Si l’IA générative semble aujourd’hui omniprésente, elle repose sur des briques logicielles développées depuis des décennies. Ce qui change, selon elle, c’est la manière d’interagir avec ces technologies, désormais arrivées à maturité. Mais encore faut-il qu’elles rencontrent de vrais besoins : « Il ne s’agit pas de créer de la tech pour la tech. »
Cette philosophie guide le travail de Soraya Jaber au sein d’Opuscope, entreprise qui, dès ses débuts, a cherché à articuler nouvelles technologies et culture. L’objectif initial : rendre le patrimoine culturel accessible à celles et ceux qui ne peuvent s’y rendre, pour des raisons de mobilité ou de moyens financiers.
Numérisation des espaces muséaux, réalité augmentée pour enrichir l’expérience sur site, réalité virtuelle pensée avec des scénographes et des professionnels de la culture : « Tout part des usages pertinents pour l’utilisateur », explique-t-elle. Une démarche de co-construction, loin de toute logique d’imposition technologique.

Dans l’ordre : Jean-Baptiste Manenti, Soraya Jaber et Noémie Wartelle. Table ronde autour du thème : « Technologie, innovation et solidarité : demain se joue dans les territoires ». Crédit : CG.
Le numérique comme enjeu politique
Qui décide aujourd’hui de ce que fait la technologie à nos vies ? Pour Jean-Baptiste Manenti, la réponse est claire : « Le numérique est un objet politique. » Dépendance aux grandes plateformes, fermetures de comptes arbitraires et modèles économiques guidés par le profit sont autant de signes d’une perte de contrôle collective.
Les débats autour de l’IA en témoignent. Certaines collectivités refusent tout contact direct entre un citoyen et une intelligence artificielle, d’autres déploient des chatbots dans leurs services. « Dans les deux cas, quelque chose d’essentiel se joue : on politise la question », affirme-t-il. Reprendre la main commence par accepter le débat.
La table ronde a également mis en lumière des enjeux majeurs : cybersécurité, protection des données, souveraineté numérique. Face à l’augmentation des attaques cyber, la maîtrise technologique devient une condition de l’autonomie collective.
Soraya Jaber insiste aussi sur la féminisation des métiers du numérique. Si les femmes représentent aujourd’hui 28 % des professionnels du secteur, elles sont moins de 20 % dans l’IA. Or, le manque de diversité produit des technologies biaisées, peu représentatives de l’humanité. « Des équipes avec plus de diversité sont aussi plus performantes », rappelle-t-elle, chiffres à l’appui.

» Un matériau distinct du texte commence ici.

PR #1219, opened 2025-07-24
[ENG-2416] feat: add jwt provider session storage part 1

dionlow:
### Summary
This PR adds the ability for the builder to give a callback `getToken` to get a JWT. The API service will detect either an API key or a `getToken` option and use if only one is provided.
- adds `jose` library to handle jwt token expiration / decoding
- adds jwt token provider to ampersand context
- refactor api service to use jwt token provider 
- refactors api service to use API key and JWT headers. 
- `ENABLE_JWT_AUTH_FF` hard coded feature flag blocks usage of JWT for time being though the param is available in AmpersandProvider

#### Supported
- `InstallationProvider` (supported)
- `ConnectProvider` (supported)
- `InstallIntegration` (not supported yet)

#### Tested 
test API key workflow for ConnectProvider

test jwt flow
1. Turn on feature flag `ENABLE_JWT_AUTH_FF=true`
2. In react `run yarn build`
3. In mailmonkey add a getToken callback

```
const getToken = async (consumerRef: string, groupRef: string) => {
  return await Promise.resolve("your-jwt-token");
}

// add getToken to AmpersandProvider 
 <AmpersandProvider options={{
  // apiKey: defaultApiKey, // comment out apiKey; cannot have both
     projectId: defaultProjectId,
    getToken: getToken
}}>
```
4. Set up preview environment (`source vars.sh` & `./run_mailmonkey.sh` )
5. Generate JWT token using `go run generateJWT.go` in `feat/jwt-integration`
6. Copy in JWT token to mailmonkey
7. test `localhost:3000/connect` (`ConnectProvider`)

#### JWT Logic
1. `getToken` gets token from builder's backend
2. `amp-labs/react` api service will look in local cache (react) and `session storage`(browser) for a cached jwt token or call `getToken` to use and set in cache/session storage.
3. expired JWT will be removed from storage upon mount and when getting a cached token that has expired
4. cached jwt will be loaded into JWT provider to be used in the API service

##### Session Storage vs Local Storage
Session Storage: same session / same tab - auto clear when tab closes
Local Storage: works across tabs, need manual deletion

Session storage is marginally safer as the need to clear cache is a little less important considering that user will likely close tabs. Session storage will still allow the app to work when user refreshes the page. 

##### Not included
To be most secure, we'll want to implement a http cookie, but 10 min jwt tokens will stil minimize access.

##### README pr
https://github.com/amp-labs/react/pull/1220

### DIFF
--- a/src/context/ApiKeyContextProvider.tsx
+++ b/src/context/ApiKeyContextProvider.tsx
@@ -1,20 +1,10 @@
 import { createContext, useContext } from "react";
 
-import { useJwtToken } from "./JwtTokenContextProvider";
-
 export const ApiKeyContext = createContext<string | null>(null);
 
 export const ApiKeyProvider = ApiKeyContext.Provider;
 
 export const useApiKey = () => {
   const apiKey = useContext(ApiKeyContext);
-  const { getToken } = useJwtToken();
-
-  if (apiKey === null && getToken == null) {
-    console.error(
-      "useApiKey must be used within an ApiKeyProvider, or there is no JWT token callback",
-    );
-  }
-
   return apiKey;
 };
--- a/src/context/JwtTokenContextProvider.tsx
+++ b/src/context/JwtTokenContextProvider.tsx
@@ -7,24 +7,20 @@ import {
 } from "react";
 import { jwtVerify } from "jose";
 
-// Token cache types
 interface TokenCacheEntry {
   token: string;
   expiresAt: number;
 }
 
-/**
- * Create a cache key for the JWT token
- * @param consumerRef - The consumer reference
- * @param groupRef - The group reference
- * @returns The cache key
- */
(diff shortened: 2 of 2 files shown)


src/services/api.ts
```diff
@@ -110,6 +112,37 @@ export const setApi = (api: ApiService) => {
...
+    basePath: AMP_API_ROOT,
+    headers: {
+      "X-Amp-Client": "react",
+      "X-Amp-Client-Version": LIB_VERSION,
+      [authHeader]: authValue,
+    },
+  });
+
+// TODO: remove this flag when we have a proper JWT auth flow
+const ENABLE_JWT_AUTH_FF = false;
```
dionlow, line 144: turn this to true to test; we can also inject a env flag here later.

PR #1246, opened 2025-08-12
[ENG-2417] build: add installation provider to install integration

dionlow:
### Summary
adding installation provider gives access to groupRef and consumerRef to the apiService in InstallIntegration -- needed for JWT support.
- adds InstallationProvider to InstallIntegration
- JWT support is still disabled in InstallIntegration

### Steps
1. ~~support JWT through InstallationProvider~~
2. **add InstallationProvider to InstallIntegration**
3. refactor legacy setAndCreate calls to use react-query / centralized api service
4. test InstallIntegration Create and Update flow using JWT
5. remove error dialog for InstallIntegration JWT support


src/components/Configure/InstallIntegration.tsx
```diff
@@ -180,4 +181,39 @@ export function InstallIntegration({
       </InstallIntegrationProvider>
     </div>
   );
+};
+
+export function InstallIntegration({
```
dionlow, line 186: We surround the entire existing InstallIntegration component with the InstallationProvider which is now need for all api calls including the projectQuery and listIntegrationsQuery at the top level.

dionlow: no visual changes in this PR.

PR #1248, opened 2025-08-12
[ENG-2476] feat: checkbox search

dionlow:
### Summary
checkbox components are paginated, but with hundreds of fields a searching ux is need. This PR adds the search functionality to the paginated checkbox component and refactors optional fields and write to use the new search ux.
- pagination moved down since less likely to be used with search
- filter applies to groups of fields 
- note the buttons moving to the bottom still makes the ux clucky to navigate to next page since the page length changes. should be less of a concern with search being instructed by builders to find specific fields.

#### demo
search-checkbox-ux

### DIFF
--- a/src/components/ui-base/Checkbox/CheckboxPagination.tsx
+++ b/src/components/ui-base/Checkbox/CheckboxPagination.tsx
@@ -93,7 +93,7 @@ export function CheckboxPagination({
         <SelectAllCheckbox
           id="select-all-fields"
           isChecked={areAllFilteredItemsChecked}
-          label={`Select all ${filteredItems.length} fields`}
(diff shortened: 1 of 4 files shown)


src/components/ui-base/Checkbox/CheckboxPagination.tsx
```diff
@@ -20,32 +21,100 @@ export interface CheckboxItem {
...
+            value={searchTerm}
+            onChange={(e: React.ChangeEvent<HTMLInputElement>) =>
+              handleSearchChange(e.target.value)
+            }
+            className={styles.searchInput}
+          />
+        </div>
+      )}
+
+      {showSelectAll && items.length >= 2 && (
```
jlimatampersand, line 92: I think it would be nice to have a comment on what this logic means.

jlimatampersand (approved):

PR #1340, opened 2025-09-20
fix/rm/feat: simplify value mapping

dionlow:
### Summary  
Tracking the `isModified` state has resulted in unnecessary complexity as the product has scaled. With multiple states updating a legacy draft state and a legacy saved state, the “source of truth” has been ambiguous, leading to bugs that are difficult to debug. A state rewrite was needed to debug this issue. 

This PR simplifies the `ValueMappings` implementation in the following ways:  
- **Remove inline validation**: Since we now enforce uniqueness at the selection step (via filter), post-input validation is no longer required. This reduces maintenance burden.  
- **Remove `isValueMappingsModified` state tracking**: No longer stored in state; simplifies logic and reduces potential divergence.  
- **Add `isValueMappingsEqual` helper**: Ensures `undefined` (server) and `{}` (local) are treated as equal (not yet modified).  

### Other details
cleaned up value mappings  with utility functions
- getFieldDisplayName
- validateFieldMapping
- getAvailableOptions

---

### Legacy Data Rendering (pre-reactQuery)  
1. Server pulls data → reset saved value mappings (from config)  
2. Local draft created  
3. Local draft modified  
4. Trigger `isEqual` check  
5. Update `isValueMappingsModified`  
6. Submit  
7. Update server saved  

This approach was fragile—errors were hard to locate, and debugging required juggling multiple configs (`valueMappings`, `readConfig`, `writeConfig`). Tracking the "Save" button state became overly complex.  

Debugging saw a problem where after create installation was fired off, the submit button was still enabled. This rendering issue was caused because the savedValueMapping (server) state was not updated locally calling a manual reset. Instead of navigating how to call a reset; we removed the tracking; and implemented a new data flow architecture below.

---

### New Approach (with React Query)  
1. `useQuery` pulls installation → **server config is the single source of truth**  
2. `selectedValueMappings` tracks local draft only  
3. `isValueMappingsModified` becomes derived state (compare 1 & 2 directly)  

---

### Takeaways  
- The MVP blurred the separation between server state and local draft state.  
- That design was later scaffolded and “patched” (including by AI tools), but the flawed foundation made debugging impossible.  
- Removing explicit local tracking of `isModified` eliminates a recurring class of bugs.  
- **Recommendation**: Apply this pattern consistently across the form—remove local state management of modified state wherever possible.  (starting with isWriteModified, isReadModified, isOptional etc...)

### Testing
simplify-rendering-state

### DIFF
--- a/src/components/Configure/content/fields/ValueMapping/ValueMappingItem.tsx
+++ b/src/components/Configure/content/fields/ValueMapping/ValueMappingItem.tsx
@@ -1,7 +1,6 @@
 import { useCallback, useEffect, useMemo, useState } from "react";
 import { Button } from "src/components/ui-base/Button";
 import { ComboBox } from "src/components/ui-base/ComboBox/ComboBox";
-import { ErrorBoundary, useErrorState } from "src/context/ErrorContextProvider";
 
 import { useSelectedConfigureState } from "../../useSelectedConfigureState";
 
@@ -22,7 +21,6 @@ interface ValueMappingItemProps {
   fieldName: string;
   onSelectChange: (e: React.ChangeEvent<HTMLSelectElement>) => void;
   allValueOptions: ValueOption[];
-  hasError?: boolean;
 }
 
 export function ValueMappingItem({
@@ -30,14 +28,10 @@ export function ValueMappingItem({
   onSelectChange,
   fieldName,
   allValueOptions,
-  hasError,
 }: ValueMappingItemProps) {
   const { configureState, selectedObjectName, setConfigureState } =
     useSelectedConfigureState();
   const [disabled, setDisabled] = useState(true);
-
-  const { getError, setError, resetBoundary, isError, removeError } =
-    useErrorState();
 
   const selectedValueMappingForField = useMemo(
     () => configureState?.read?.selectedValueMappings?.[fieldName] || {},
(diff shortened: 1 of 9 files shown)


src/components/Configure/state/ConfigurationStateProvider.tsx
```diff
@@ -133,7 +133,6 @@ export function ConfigurationProvider({
           if (readDraft) {
             readDraft.isOptionalFieldsModified = false;
             readDraft.isRequiredMapFieldsModified = false;
-            readDraft.isValueMappingsModified = false;
```
dionlow, line 136: removes local state tracking

src/components/Configure/state/utils.ts
```diff
@@ -102,11 +102,9 @@ const generateConfigurationStateRead = (
     selectedValueMappings,
     isOptionalFieldsModified: false,
     isRequiredMapFieldsModified: false,
-    isValueMappingsModified: false,
     savedConfig: {
       optionalFields: optionalFieldsSaved, // from config
       requiredMapFields: requiredMapFieldsSaved, // from config
-      selectedValueMappings,
```
dionlow, line 109: removes saved config; use serverConfig directly (react-query handles async state)

src/components/Configure/content/fields/ValueMapping/ValueMappingItem.tsx
```diff
@@ -73,37 +56,6 @@ export function ValueMappingItem({
     (item: { value: string } | null) => {
       if (!item) return;
 
-      // Validate that target values are unique within the same field
```
dionlow, line 76: removes post input validation; the new ux gaurentees unique values so this code is not needed.

eberle1080 (approved):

Une jeunesse lucide et un optimisme prudent
En conclusion, les intervenants ont partagé une note d’espoir. Jean-Baptiste Manenti se dit marqué par ses échanges avec des adolescents et des jeunes, loin de l’image de « générations perdues » souvent véhiculée. « Ils ont un esprit critique très fort et une vraie conscience des dangers des réseaux sociaux », observe-t-il.
Soraya Jaber, elle, appelle à rester humble, curieux et en dialogue permanent : « La technologie ne remplacera jamais l’humain. On en aura toujours besoin. » Entre vigilance et optimisme, Humain & Tech trace ainsi une voie : celle d’un numérique choisi, débattu et responsable.